Osteoarthritis (OA) is the most common form of arthritis. It is characterized by degeneration of the articular cartilage (the gristle that caps the end of long bones in a joint) and, ultimately, joint destruction. OA is a major cause of disability in older adults and the prevalence of the condition is expected to increase over the next 20 years with the graying of the population. In fact, it has been estimated that more than 100, 000o Americans cannot transfer from their bed to the bathroom as a result of osteoarthritis of the hip or knee.



The burden of OA is made worse by the inadequacies of current therapies.

Non drug and various drug treatments are used for early OA, but protection of articular cartilage has so far not been available. Surgical intervention- meaning joint replacement- is often indicated when the symptoms cannot be controlled and the disease progresses.

Because this is such a significant public health problem- ranking among the top ten diseases chronic diseases impacting society- it has been an attractive target for researchers as well as clinicians specializing in arthritis.

A potentially valuable tool has been multipotent adult mesenchymal stem cells (MSCs), obtained from the bone marrow of normal adults. Many strategies have been studied and developed to possibly harness the ability of MSCs to differentiate into cartilage cells.

Osteoarthritis is a complicated disease. Cartilage cells, called chondrocytes, produce and secrete enzymes, such as matrix metalloproteinases and aggrecanases, which corrode cartilage.

Interleukin 1 (IL-1) is an inflammatory chemical messenger which makes these enzymes cause more damage. Stimulation of these factors leads to damage to cartilage through both reduced synthesis as well as accelerated breakdown. Other inflammatory messengers such as tumor necrosis factor are also involved in cartilage breakdown and, along with mechanical factors lead to worsening of the disease.

Despite much research into development of inhibitors of these molecules for use in treating OA, success with prevention of cartilage breakdown or with cartilage restoration has not been achieved.

That is why MSCs have been attractive. MSCs are cells that can be stimulated to differentiate along specific pathways, including cartilage production. In contrast to existing cartilage tissue which needs to be surgically harvested from non-weight-bearing cartilage, MSCs can be harvested from bone marrow.

Some evidence exists that tissue damage in osteoarthritis is due to depletion of MSC populations.

So why haven't MSCs been used for OA treatment already?

First, questions exist as to whether MSCs obtained from patient with OA differ functionally from those of healthy people.

Also, age-dependent decline in the differentiation capability of MSCs has been reported by some investigators.

However, it should be pointed out that when MSCs are harvested and concentrated properly, enough MSCs with adequate differentiation potential can be isolated from patients with OA, irrespective of their age or the cause of their disease. These results indicate that MSCs for regeneration of cartilage in patients with OA is practical as well as feasible.

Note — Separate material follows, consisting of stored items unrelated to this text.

PR #7827, opened 2024-11-15
[FIRRTL] Update, fix parser versions

seldridge:
FIRRTL v4.0.0 was released [[1]].  Update the FIRRTL parser to correctly accept/reject features from this version now that the feature has solidified.  Fix a number of incorrect version checks.

Note: when going through this, I realized that the 3.3.0 version made some breaking changes, notably with respect to "optional groups".  These were added in 3.2.0 and dropped in 3.3.0 (in favor of layers).  This isn't hugely problematic, however, it did violate the FIRRTL specification versioning policy.  Oops.

The proliferation of version checks on FIRRTL features is really starting to make me think that we want to put this into a tabular structure indicating: (1) when a feature was added and (2) when a feature was removed.  We can then just check all these features automatically as opposed to sprinkling the checks around.

[1]: https://github.com/chipsalliance/firrtl-spec/releases/tag/v4.0.0

### DIFF
--- a/include/circt/Dialect/FIRRTL/FIRParser.h
+++ b/include/circt/Dialect/FIRRTL/FIRParser.h
@@ -124,7 +124,7 @@ constexpr FIRVersion minimumFIRVersion(2, 0, 0);
 /// new version of the spec is released, all uses of `nextFIRVersion` in the
 /// parser are replaced with the concrete version `{x, y, z}`, and this
 /// declaration here is bumped to the next probable version number.
-constexpr FIRVersion nextFIRVersion(4, 0, 0);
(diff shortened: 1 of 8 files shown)


fabianschuiki (approved):
Really neat! It might make sense to adjust the `nextFIRVersion` in `FIRParser.h` to be something like `4.0.1` or `4.1.0` or `5.0.0`; anything greater than `4.0.0`. Otherwise we'd be exporting FIRRTL labeled as `4.0.0` containing features beyond `4.0.0`.

seldridge:
I bumped the "next" version to 4.1.0 in the `!fixup` commit. Good idea.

How to deliver stem cells is the biggest question. Direct into the joint injection of MSCs is, technically, the simplest approach to OA therapy. Unfortunately, there is no guarantee and even less data to support the effectiveness of this approach.

Compared with direct into the joint injection, MSC application to cartilage surfaces using a scaffold offers more control. The scaffold may consist of either natural or synthetic material. (The scaffold technique is the one advocated and used at the Arthritis and Osteoporosis Center of Maryland (301) 694-5800)

Another possible approach: MSCs can be introduced with various viral vectors. This permits delivery of genes that encode proteins that could potentially reverse some of the damage in OA.